TO DO: Copy all lines below containing "doesn".

RECORDS SUPPLIED:
^^^^

PR #910, opened 2024-11-08
docs: add deprecation note for dns function

createyourpersonalaccount:


createyourpersonalaccount:
Hm, I've noticed that I get an `ARES_EBADRESP` even though I haven't configured a DNS server for the channel nor a query for the record. Is this a bug? The situation is:

```c
ares_init_options(&channel, &options, ARES_OPT_EVENT_THREAD);
ares_dns_record_create(&dnsrec, 0, 0, ARES_OPCODE_QUERY, 0);
ares_send_dnsrec(channel, dnsrec, callback, NULL, &query_id);
ares_destroy(channel);
ares_library_cleanup();
exit(0);
```

I know that I'm supposed to wait for the query, I'm just wondering if `ARES_EBADRESP` is an appropriate status in this situation for the callback.

bradh352:
Its possible that this is a bad error code, it maybe should be `ARES_EBADQUERY` since your query isn't properly formed, you're missing the actual question, use `ares_dns_record_query_add()`.  My guess is its this line that's generating that error code:
https://github.com/c-ares/c-ares/blob/a70637c67ba2657adb54b077f4f8434f00ecbf83/src/lib/ares_send.c#L154

The duplicate query writes out the query as binary, then parses it into a new data structure.  The parse likely failed due to missing the question hence `ARES_EBADRESP` since a parser is typically used on responses.  I probably need to look at the duplicate function and catch this to rewrite the error code.

bradh352:
the status code should be better reflected in 91519e76 if I'm correct

docs/ares_create_query.3
```diff
@@ -19,6 +19,8 @@ int ares_create_query(const char *\fIname\fP,
                       int \fImax_udp_size\fP)
 .fi
 .SH DESCRIPTION
+Deprecated function. See \fIares_dns_record_create(3)\fP instead!
+
```
bradh352, line 23: Maybe:

> This function is deprecated as of c-ares 1.22.0.  Please see \fIares_dns_record_create(3)\fP.

docs/ares_mkquery.3
```diff
@@ -14,7 +14,7 @@ int ares_mkquery(const char *\fIname\fP, int \fIdnsclass\fP, int \fItype\fP,
                  int *\fIbuflen\fP)
 .fi
 .SH DESCRIPTION
-Deprecated function. See \fIares_create_query(3)\fP instead!
+Deprecated function. See \fIares_dns_record_create(3)\fP instead!
```
bradh352, line 17: Maybe:

> This function is deprecated as of c-ares 1.22.0. Please see \fIares_dns_record_create(3)\fP.

docs/ares_send.3
```diff
@@ -113,6 +113,9 @@ is being destroyed; the query will not be completed.
 .B ARES_ENOSERVER
 The query will not be completed because no DNS servers were configured on the
 channel.
+.TP 19
+.B ARES_EBADRESP
+There was a bad response by the DNS server.
```
bradh352, line 118: After my referenced commit, this should probably be changed to `ARES_EBADQUERY`

bradh352 (changes requested):

docs/ares_mkquery.3
createyourpersonalaccount: Were both functions deprecated at the same version? Because one had a deprecation note for the other, it seems strange that they were both deprecated at the same version.

bradh352: hmm, no. But the function to use got changed.  I'm actually not sure the version the original deprecation occurred.  I guess we can omit that since it wasn't previously documented.

createyourpersonalaccount: I will work on this PR in a few days, I'll try to dig up the appearance of `ares_create_query` from git.

createyourpersonalaccount: Yes, I can't find the original deprecation either. That seems to be lost in time now. Moving forward, it would be good to document deprecation...

`ares_create_query` was introduced in 90364defb038d5d6b97acf9df9ed152d2393a863 which was first included in release v1.10. Of course, that does not mean that `ares_mkquery` was deprecated at that release.

The commands I used were:
```sh
# Find the first commit introducing ares_create_query
git log -S ares_create_query --reverse | head -n1
# Find the first release including the commit
git tag --sort=creatordate --contains 90364defb038d5d6b97acf9df9ed152d2393a863 --merged main | head -n1
```

createyourpersonalaccount: What I'll do is find the release that first introduced the previous deprecation and say that it's been deprecated at least since then.

createyourpersonalaccount:
@bradh352 does this look okay?

bradh352:
ARES_ENOSERVER is definitely a valid return code to ares_send() and friends, why did it get removed?

createyourpersonalaccount:
> ARES_ENOSERVER is definitely a valid return code to ares_send() and friends, why did it get removed?

Oops! I meant to change the status I introduced, `ARES_EBADRESP`, not `ARES_ENOSERVER`.

PR #920, opened 2024-11-12
chore: license text is actually NTP

gjasny:
While working on a DEP-5 machine readable copyright file for the Debian packages, I noticed that the SPDX tag differs from the actual license text.

The license text in question is identical to the [NTP](https://spdx.org/licenses/NTP.html) license, not [MIT](https://spdx.org/licenses/MIT.html).


dimbleby:
Surely it is the text that is mis-copied from somewhere, rather than the identifier?

So far as I can see it does not make sense for the copyright on these files to be assigned to MIT, or for the license to note that "MIT makes no representations..." - this code has never had anything to do with MIT.  

Much more likely that the intention was to use the MIT license, and there was some mix-up in the contribution such that what got pasted in was instead a license from some MIT software, no?

I Am Not A Lawyer and have no idea whether or not it is problematic to correct such things...

dimbleby:
ah no I see, it is bits that escaped the sweep in #556

bradh352:
yeah, seems like it just needs an update to the license text, i guess i missed a few files when we switched to the modern mit license

gjasny:
> yeah, seems like it just needs an update to the license text, i guess i missed a few files when we switched to the modern mit license

I updated the text in the three files.

PR #931, opened 2024-12-07
Add new function ares_strnlen (#929)

createyourpersonalaccount:
Add a new function `ares_strnlen()` to fix the logic in default_asetsockopt(), see
<https://github.com/c-ares/c-ares/pull/929#issuecomment-2522990742>.


bradh352:
I think we should check to see if the system support strnlen() natively first, as it likely is optimized if it does, then fallback to this code if not.

createyourpersonalaccount:
@bradh352
1. Needs to be done for both autotools & CMake (fun!)
2. Need to guarantee same semantics across all implementations (even more fun!) (e.g. [this](https://www.gnu.org/software/gnulib/manual/html_node/strnlen.html))

I prefer the easiest path which is this, and I won't be doing what you're suggesting to spare myself the time... it can always be implemented later too.

bradh352:
Eh, the current cmake and autotools code is pretty straight forward to add something like that at least.  It used to be the autotools code was almost impossible to update and get right but I fixed that earlier this year.

The link you provided is kind of an odd thing for them to even mention.  I'd expect most implementations don't handle pointer overflows without crashing, and that's likely ok as the caller will probably crash somewhere else due to such poor use.

bradh352:
> > Unlike autotools, it doesn't auto-add stuff to the header.
> 
> It should be possible to write a CMake function `MY_CHECK_SYMBOL_EXISTS()` to auto-add those defines. Do you want that?

I honestly can't say I've seen that done, but I'm definitely no CMake expert.  It would make it easier to maintain in the long run, obviously.

src/lib/config-win32.h
```diff
@@ -190,6 +190,9 @@
 /* Define if you have the sendto function. */
 #define HAVE_SENDTO 1
 
+/* Define if you have the strnlen function. */
+#define HAVE_STRNLEN 1
+
```
bradh352, line 195: Well, I guess we need a
```
if !defined(__WATCOMC__)
```
around this since their library doesn't have strnlen like MSVC and MinGW do...

createyourpersonalaccount: > Glad we have all these CI systems building c-ares to catch this stuff.

Yes it is good because I'm not very careful with this PR. I can add the `strnlen_s()` variant for Watcom tomorrrow. The code already does a NULL check and returns 0 so that aligns with the `strnlen_s()` behavior.

createyourpersonalaccount: It appears that in order to access `strnlen_s()` in Watcom you need to define `__STDC_WANT_LIB_EXT1__` before including `<string.h>`. Do you want that?

bradh352: I could go either way on that.  Either just use the fallback strnlen code as performance doesn't matter for something like openwatcom, or just turn that flag on at the top of this header.  honestly, not sure when this was introduced to openwatcom, if someones using an older version than 2.0 (like 1.9) it might not even exist there.

createyourpersonalaccount: I'm seeing that `strnlen_s()` is in C17 in (normative) Annex K.3.7.4.4. Any implementation that defines `__STDC_LIB_EXT1__` will have `strnlen_s()`, and they will only exist if `__STDC_WANT_LIB_EXT1__` is set to nonzero by the programmer. I guess that instead of the Watcom macro we can just check for these.

createyourpersonalaccount:
@bradh352 
Here's info on `strnlen_s`, <https://stackoverflow.com/a/50921096>. Let me draw your attention to the fact that `strnlen_s` is, according to him, not supported by Windows as defined in the C standard annex.

I'm wondering if, in absence of `strnlen`, we should just fall back to `memchr(s, 0, maxlen)`. Or perhaps indeed scrap the entire PR and just use `memchr`.

bradh352:
I'm guessing EPEL must have just moved CentOS 7 support to archive ... guess I need to look at fixing the repo paths for that.

Otherwise, this looks good to me, you ready for it to be merged?

createyourpersonalaccount:
@bradh352 

> I'm guessing EPEL must have just moved CentOS 7 support to archive ... guess I need to look at fixing the repo paths for that.
> 
> Otherwise, this looks good to me, you ready for it to be merged?

Yes I think it's fine.

PR #13938, opened 2019-06-10
[WIP] bpo-37214: Add a new EncodingWarning warning category

vstinner:
open() now emits a EncodingWarning if called with encoding=None.

https://bugs.python.org/issue37214


vstinner:
@methane: What do you think of this approach? Does it make any sense to have an opt-in warning?

methane:
> @methane: What do you think of this approach? Does it make any sense to have an opt-in warning?

No.  Warning everytime when encoding is omitted was @zooba 's suggestion.  But he opposite to change default encoding strongly.
Without planned breaking change, adding warning which everyone ignore it doesn't make sense to me.

In PEP 597 (2nd), I am proposing adding more option.  macOS user can test their code easily with `PYTHONTEXTENCODING=ascii`.  They can notice if their code is depending on default encoding is UTF-8.

Anyway, I'm thinking about advertising your UTF-8 mode.
Windows user can run code which assumes default text encoding is UTF-8.

vstinner:
Ok. I may keep this PR open to show that always emit a warning can be a bad idea :-)

vstinner:
I wrote this PR to discuss https://www.python.org/dev/peps/pep-0597/ but it's unrelated to the implementation of this PR :-)

vstinner:
I abandon this PR.

PR #13939, opened 2019-06-10
bpo-37215: Fix compilation with dtrace

kulikjak:
After the integration of https://bugs.python.org/issue36842, build with dtrace is broken on systems where files that reference DTrace probes need to be modified in-place by dtrace (e.g., Solaris).

The reason for that is that Python/sysmodule.o, which newly contains some dtrace references, was not added to DTRACE_DEPS.

https://bugs.python.org/issue37215


kulikjak:
The problem was fixed by another pull request (#13940) so I am closing this one...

^^^^

EXERCISE OUTPUT:
> > Unlike autotools, it doesn't auto-add stuff to the header.
around this since their library doesn't have strnlen like MSVC and MinGW do...
bradh352: I could go either way on that.  Either just use the fallback strnlen code as performance doesn't matter for something like openwatcom, or just turn that flag on at the top of this header.  honestly, not sure when this was introduced to openwatcom, if someones using an older version than 2.0 (like 1.9) it might not even exist there.
Without planned breaking change, adding warning which everyone ignore it doesn't make sense to me.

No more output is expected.